- [DIRECTIONS FOR THIS TASK]
Reproduce all of the data that follows, character for character.

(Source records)
++++++++++

PR #322, opened 2026-05-14
Added item_creation behavior for xmlfilecontent and textfilecontent54 per #315 and #316

vanderpol:
Added item_creation behavior, similar to new behavior in ntuser test which allows content authors to control when an item is created, and prevent false negatives when text/xml file may not contain the data required to populate an item, and would be overlooked.

### DIFF
--- a/oval-schemas/independent-definitions-schema.xsd
+++ b/oval-schemas/independent-definitions-schema.xsd
@@ -1916,6 +1916,19 @@ SERVERPROPERTY('IsClustered') AS [is_clustered]
                                     <xsd:documentation>'singleline' enables single line semantics in the regular expression provided by the pattern entity. This behavior is intended to align with the Perl regular expression 's' modifier: if true, the '.' metacharacter will match newlines. If false, it will not.  The default is false.</xsd:documentation>
                               </xsd:annotation>
                         </xsd:attribute>
+						<xsd:attribute name="item_creation" use="optional" default="all_object_elements_fullfilled">
+							  <xsd:annotation>
+									<xsd:documentation>For 'all_object_elements_fullfilled', items are only created when the entire object requirements are met (filepath, pattern, instance).</xsd:documentation>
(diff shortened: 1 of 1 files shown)


vanderpol:
FYI, @johnulmer-oval is implementing this in SCC, and we'll post sample results when he's done.

oval-schemas/independent-definitions-schema.xsd
```diff
@@ -2387,6 +2400,31 @@ SERVERPROPERTY('IsClustered') AS [is_clustered]
...
+            <xsd:complexContent>
+                  <xsd:extension base="ind-def:FileBehaviors">
+						<xsd:attribute name="item_creation" use="optional" default="all_object_elements_fullfilled">
+							  <xsd:annotation>
+									<xsd:documentation>For 'all_object_elements_fullfilled', items are only created when the entire object requirements are met (filepath, xpath).</xsd:documentation>
+									<xsd:documentation>For 'filepath_exists', items are created for each filepath on the system that matches the filepath/path/filname object requirement.  This option will prevent false negatives in instances where XML files exist that match the filepath object requirements, but do not contain the required xpath inside the file, which prevents item creation.</xsd:documentation>
+									<xsd:documentation></xsd:documentation>
+							  </xsd:annotation>
+							  <xsd:simpleType>
+									<xsd:restriction base="xsd:string">
```
g-burkholder, line 2419: It feels strange to have to define this enumeration twice in same schema.  But I don't see us defining named simpleTypes anywhere else, so I'm hesitant to start to do so now.  

Thoughts?  

```
<xsd:simpleType name="ItemCreationType">
    <xsd:restriction base="xsd:string">
        <xsd:enumeration value="all_object_elements_fullfilled"/>
        <xsd:enumeration value="filepath_exists"/>
    </xsd:restriction>
</xsd:simpleType>
```

vanderpol: I follow your concerns, although in looking at the windows definitions schema for example, and searching for something like "max_depth" or "recurse_direction" and you'll find several copies of the same thing.  I'm all for making it as simple and consistent as possible, but given our hard deadline to finalize OVAL 5.12.3 this week, I'm not sure now is the time to change course.

g-burkholder: No worries.  I think we're on the same page here.

g-burkholder (approved):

++++++++++

- [YOUR RESPONSE]
PR #322, opened 2026-05-14
Added item_creation behavior for xmlfilecontent and textfilecontent54 per #315 and #316

vanderpol:
Added item_creation behavior, similar to new behavior in ntuser test which allows content authors to control when an item is created, and prevent false negatives when text/xml file may not contain the data required to populate an item, and would be overlooked.

### DIFF
--- a/oval-schemas/independent-definitions-schema.xsd
+++ b/oval-schemas/independent-definitions-schema.xsd
@@ -1916,6 +1916,19 @@ SERVERPROPERTY('IsClustered') AS [is_clustered]
                                     <xsd:documentation>'singleline' enables single line semantics in the regular expression provided by the pattern entity. This behavior is intended to align with the Perl regular expression 's' modifier: if true, the '.' metacharacter will match newlines. If false, it will not.  The default is false.</xsd:documentation>
                               </xsd:annotation>
                         </xsd:attribute>
+						<xsd:attribute name="item_creation" use="optional" default="all_object_elements_fullfilled">
+							  <xsd:annotation>
+									<xsd:documentation>For 'all_object_elements_fullfilled', items are only created when the entire object requirements are met (filepath, pattern, instance).</xsd:documentation>
(diff shortened: 1 of 1 files shown)


vanderpol:
FYI, @johnulmer-oval is implementing this in SCC, and we'll post sample results when he's done.

oval-schemas/independent-definitions-schema.xsd
```diff
@@ -2387,6 +2400,31 @@ SERVERPROPERTY('IsClustered') AS [is_clustered]
...
+            <xsd:complexContent>
+                  <xsd:extension base="ind-def:FileBehaviors">
+						<xsd:attribute name="item_creation" use="optional" default="all_object_elements_fullfilled">
+							  <xsd:annotation>
+									<xsd:documentation>For 'all_object_elements_fullfilled', items are only created when the entire object requirements are met (filepath, xpath).</xsd:documentation>
+									<xsd:documentation>For 'filepath_exists', items are created for each filepath on the system that matches the filepath/path/filname object requirement.  This option will prevent false negatives in instances where XML files exist that match the filepath object requirements, but do not contain the required xpath inside the file, which prevents item creation.</xsd:documentation>
+									<xsd:documentation></xsd:documentation>
+							  </xsd:annotation>
+							  <xsd:simpleType>
+									<xsd:restriction base="xsd:string">
```
g-burkholder, line 2419: It feels strange to have to define this enumeration twice in same schema.  But I don't see us defining named simpleTypes anywhere else, so I'm hesitant to start to do so now.  

Thoughts?  

```
<xsd:simpleType name="ItemCreationType">
    <xsd:restriction base="xsd:string">
        <xsd:enumeration value="all_object_elements_fullfilled"/>
        <xsd:enumeration value="filepath_exists"/>
    </xsd:restriction>
</xsd:simpleType>
```

vanderpol: I follow your concerns, although in looking at the windows definitions schema for example, and searching for something like "max_depth" or "recurse_direction" and you'll find several copies of the same thing.  I'm all for making it as simple and consistent as possible, but given our hard deadline to finalize OVAL 5.12.3 this week, I'm not sure now is the time to change course.

g-burkholder: No worries.  I think we're on the same page here.

g-burkholder (approved):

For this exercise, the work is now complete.